• [ABOUT THIS EXERCISE]: Look through the records and copy each line with the string "begin" in it.

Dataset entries
*-*-*

PR #2382, opened 2017-07-26
Plugin for  PCIe Advanced Error Reporting

kwiatrox:
The pcie_errors plugin collects PCI Express errors from Device Status in Capability
structure and from Advanced Error Reporting Extended Capability where available.
At every read it polls config space of PCI Express devices and dispatches
notification for every error that is set. It can be configured to parse log file
for system reported AER errors.
This plugin uses message log parser util so it depends on pull request #2154 .

PR #2733, opened 2018-03-28
New plugin to read PCIe errors

kwiatrox:
The pcie_errors plugin collects PCI Express errors from Device Status in Capability
structure and from Advanced Error Reporting Extended Capability where available.
At every read it polls config space of PCI Express devices and dispatches
notification for every error that is found. Notification is also sent after error is cleared.

### DIFF
--- a/src/collectd.conf.pod
+++ b/src/collectd.conf.pod
@@ -6265,6 +6265,53 @@ Default: empty (monitor all bridges)
 
 =back
 
+=head2 Plugin C<pcie_errors>
+
+The I<pcie_errors> plugin collects PCI Express errors from Device Status in Capability
+structure and from Advanced Error Reporting Extended Capability where available.
+At every read it polls config space of PCI Express devices and dispatches
+notification for every error that is set. It checks for new errors at every read.
+The device is indicated in plugin_instance according to format "domain:bus:dev.fn".
+Errors are divided into categories indicated by type_instance: "correctable", and
+for uncorrectable errors "non_fatal" or "fatal".
+Fatal errros are reported as I<NOTIF_FAILURE> and all others as I<NOTIF_WARNING>.
+
+B<Synopsis:>
+
+  <Plugin "pcie_errors">
+    Source "sysfs"
+    AccessDir "/sys/bus/pci"
+    ReportMasked false
+    PersistentNotifications false
+  </Plugin>
+
+B<Options:>
+
+=over 4
+
+=item B<Source> B<sysfs>|B<proc>
+
+Use B<sysfs> or B<proc> to read data from /sysfs or /proc.
+The default value is B<sysfs>.
+
+=item B<AccessDir> I<dir>
+
+Directory used to access device config space. It is optional and defaults to
+/sys/bus/pci for B<sysfs> and to /proc/bus/pci for B<proc>.
+
+=item B<ReportMasked> B<false>|B<true>
+
+If true plugin will notify errors that are set to masked in Error Mask register.
+Such errors are not reported to the PCI Express Root Complex. Defaults to
+B<false>.
+
+=item B<PersistentNotifications> B<false>|B<true>
+
+If false plugin will dispatch notfication only on set/clear of error.
+The ones already reported will be ignored. Defaults to B<false>.
+
+=back
+
 =head2 Plugin C<perl>
 
 This plugin embeds a Perl-interpreter into collectd and provides an interface
--- a/src/collectd.conf.pod
+++ b/src/collectd.conf.pod
@@ -6274,7 +6274,7 @@ notification for every error that is set. It checks for new errors at every read
 The device is indicated in plugin_instance according to format "domain:bus:dev.fn".
 Errors are divided into categories indicated by type_instance: "correctable", and
 for uncorrectable errors "non_fatal" or "fatal".
-Fatal errros are reported as I<NOTIF_FAILURE> and all others as I<NOTIF_WARNING>.
+Fatal errors are reported as I<NOTIF_FAILURE> and all others as I<NOTIF_WARNING>.
 
 B<Synopsis:>
 
@@ -6301,13 +6301,12 @@ Directory used to access device config space. It is optional and defaults to
 
 =item B<ReportMasked> B<false>|B<true>
 
-If true plugin will notify errors that are set to masked in Error Mask register.
-Such errors are not reported to the PCI Express Root Complex. Defaults to
-B<false>.
+If true plugin will notify about errors that are set to masked in Error Mask register.
+Such errors are not reported to the PCI Express Root Complex. Defaults to B<false>.
 
 =item B<PersistentNotifications> B<false>|B<true>
 
-If false plugin will dispatch notfication only on set/clear of error.
+If false plugin will dispatch notification only on set/clear of error.
 The ones already reported will be ignored. Defaults to B<false>.
 
 =back
--- a/src/pcie_errors.c
+++ b/src/pcie_errors.c
@@ -49,11 +49,10 @@
 #define PCIE_ECAP_OFFSET 0x100 /* ECAP always begin at offset 0x100 */
 
 typedef struct pcie_config_s {
-  _Bool use_sysfs;
-  _Bool notif_masked;
-  _Bool persistent;
+  bool use_sysfs;
+  bool notif_masked;
+  bool persistent;
   char access_dir[PATH_MAX];
-  _Bool config_error;
 } pcie_config_t;
 
 typedef struct pcie_device_s {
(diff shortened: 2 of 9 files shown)


rubenk:
How does this PR differ from #2382?

kwiatrox:
Hi @rubenk, this version does not depend on log parsing and is smaller. It has some unit tests added. I've closed the previous PR.

kwiatrox:
Hi @rubenk , @rpv-tomsk, any feedback or thoughts regarding this plugin? Any comments are welcome.

src/collectd.conf.pod
```diff
@@ -6051,6 +6051,53 @@ Default: empty (monitor all bridges)
...
+=head2 Plugin C<pcie_errors>
+
+The I<pcie_errors> plugin collects PCI Express errors from Device Status in Capability
+structure and from Advanced Error Reporting Extended Capability where available.
+At every read it polls config space of PCI Express devices and dispatches
+notification for every error that is set. It checks for new errors at every read.
+The device is indicated in plugin_instance according to format "domain:bus:dev.fn".
+Errors are divided into categories indicated by type_instance: "correctable", and
+for uncorrectable errors "non_fatal" or "fatal".
+Fatal errros are reported as I<NOTIF_FAILURE> and all others as I<NOTIF_WARNING>.
```
rubenk: s/errros/errors/

src/collectd.conf.pod
```diff
@@ -6051,6 +6051,53 @@ Default: empty (monitor all bridges)
...
+The default value is B<sysfs>.
+
+=item B<AccessDir> I<dir>
+
+Directory used to access device config space. It is optional and defaults to
+/sys/bus/pci for B<sysfs> and to /proc/bus/pci for B<proc>.
+
+=item B<ReportMasked> B<false>|B<true>
+
+If true plugin will notify errors that are set to masked in Error Mask register.
```
rubenk: notify about errors?

src/collectd.conf.pod
```diff
@@ -6051,6 +6051,53 @@ Default: empty (monitor all bridges)
...
+Such errors are not reported to the PCI Express Root Complex. Defaults to
+B<false>.
+
+=item B<PersistentNotifications> B<false>|B<true>
+
+If false plugin will dispatch notfication only on set/clear of error.
```
rubenk: s/notfication/notification/

src/pcie_errors.c
```diff
@@ -0,0 +1,779 @@
...
+/* Device Error Status */
+static pcie_error_t pcie_base_errors[] = {
+    {PCI_EXP_DEVSTA_CED, "Correctable Error"},
+    {PCI_EXP_DEVSTA_NFED, "Non-Fatal Error"},
+    {PCI_EXP_DEVSTA_FED, "Fatal Error"},
+    {PCI_EXP_DEVSTA_URD, "Unsupported Request"}};
+static const int pcie_base_errors_num = STATIC_ARRAY_SIZE(pcie_base_errors);
+
+/* Uncorrectable Error Status */
+static pcie_error_t pcie_aer_ues[] = {
```
rubenk: can you make this const?

src/pcie_errors.c
```diff
@@ -0,0 +1,779 @@
...
+  int mask;
+  const char *desc;
+} pcie_error_t;
+
+static llist_t *pcie_dev_list;
+static pcie_config_t pcie_config = {.access_dir = "", .use_sysfs = 1};
+static pcie_fops_t pcie_fops;
+
+/* Device Error Status */
+static pcie_error_t pcie_base_errors[] = {
```
rubenk: can you make this const?

src/pcie_errors.c
```diff
@@ -0,0 +1,779 @@
...
+#define PCIE_SEV_FATAL "fatal"
+#define PCIE_SEV_NOFATAL "non_fatal"
+
+#define PCIE_DEV(x) (((x) >> 3) & 0x1f)
+#define PCIE_FN(x) ((x)&0x07)
+
+#define PCIE_ECAP_OFFSET 0x100 /* ECAP always begin at offset 0x100 */
+
+typedef struct pcie_config_s {
+  _Bool use_sysfs;
```
rubenk: at your choosing, it's fine to use `bool` now.

src/pcie_errors.c
```diff
@@ -0,0 +1,779 @@
...
+    {PCI_ERR_UNC_ATOMEG, "Atomic egress blocked"},
+#endif
+#ifdef PCI_ERR_UNC_TLPPRE
+    {PCI_ERR_UNC_TLPPRE, "TLP prefix blocked"},
+#endif
+};
+static const int pcie_aer_ues_num = STATIC_ARRAY_SIZE(pcie_aer_ues);
+
+/* Correctable Error Status */
+static pcie_error_t pcie_aer_ces[] = {
```
rubenk: can you make this const?

src/pcie_errors.c
```diff
@@ -0,0 +1,779 @@
...
+  FILE *fd;
+  char file_name[PCIE_NAME_LEN];
+  char buf[PCIE_BUFF_SIZE];
+  unsigned int i = 0;
+  int ret = 0;
+
+  if (dev_list == NULL)
+    return -EINVAL;
+
+  snprintf(file_name, sizeof(file_name), "%s/devices", pcie_config.access_dir);
```
rubenk: please check for errors and truncation.

src/pcie_errors.c
```diff
@@ -0,0 +1,779 @@
...
+    unsigned int slot;
+    uint8_t bus, dev, fn;
+
+    if (sscanf(buf, "%x", &slot) != 1) {
+      ERROR(PCIE_ERRORS_PLUGIN ": Failed to read line %u from %s", i + 1,
+            file_name);
+      continue;
+    }
+
+    bus = slot >> 8U;
```
rubenk: declare the variables here please

src/pcie_errors.c
```diff
@@ -0,0 +1,779 @@
...
+static int pcie_list_devices_sysfs(llist_t *dev_list) {
+  DIR *dir;
+  struct dirent *item;
+  char dir_name[PCIE_NAME_LEN];
+  int ret = 0;
+
+  if (dev_list == NULL)
+    return -EINVAL;
+
+  snprintf(dir_name, sizeof(dir_name), "%s/devices", pcie_config.access_dir);
```
rubenk: check for errors and truncation please.

src/pcie_errors.c
```diff
@@ -0,0 +1,779 @@
...
+
+    if (status) {
+      ERROR(PCIE_ERRORS_PLUGIN ": Invalid configuration parameter \"%s\".",
+            child->key);
+      pcie_config.config_error = 1;
+      break;
+    }
+  }
+
+  return 0;
```
rubenk: please return an error on error.

kwiatrox: The idea here is to keep collectd running even if one plugin fails. If plugin config fails collectd stops loading. So error is stored in `pcie_config.config_error` and plugin returns error later on init, while the rest of the plugins can continue running until someone fixes the configuration and restart. Does it sound reasonable?

rubenk: I do understand your reasoning. However, if a plugin is misconfigured collectd shouldn't even start and the configuration should be fixed, making the whole system more predicatable. Configuration can then also be checked with collectd -t.

rpv-tomsk: We have to put this as a rule in developers documentation / style guide, and do some work to unify existing plugins behaviour. Yesterday I worked on `snmp` plugin and may say what it can start with wrong configuration (when `Data` block referenced from `Host` is not found, for example).

Maybe it's a time to do this?

rpv-tomsk:
>this version does not depend on log parsing and is smaller.

That is great! I don't like log parsing for such tasks....

src/pcie_errors.c
rubenk: Yes, good idea.

kwiatrox:
@rubenk, @rpv-tomsk All comments are addressed. I had to make rebase to use bool instead of _Bool.

kwiatrox:
Hi @rpv-tomsk,

Errors are usually recovered by hardware itself or software (driver), it depends on severity:
Corrected errors - Such errors are corrected by hardware and no software intervention is required.
Uncorrected Non-Fatal errors - Recovery from a non-fatal error depends on device-specific software associated with the requester that initiated the transaction.
Uncorrected Fatal errors - Recovery from fatal errors is done by resetting the component and link.

The recovery can fail, so we have the notification for cleared errors, because sometimes they are not cleared.

The information about errors is useful for higher layer, the persisting or not recovered errors on single device can indicate some problems with it.

rpv-tomsk:
Hi!

Thanks for explanations.

I had also put a comment about `types.db` above. 
I think that file should not be touched by this PR. Can you please check this / update PR?

kwiatrox:
Thank You for the fix,
Sorry for the delay, but I was busy with other assignments.

rpv-tomsk:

*-*-*

• [EXERCISE OUTPUT]:
 #define PCIE_ECAP_OFFSET 0x100 /* ECAP always begin at offset 0x100 */
+#define PCIE_ECAP_OFFSET 0x100 /* ECAP always begin at offset 0x100 */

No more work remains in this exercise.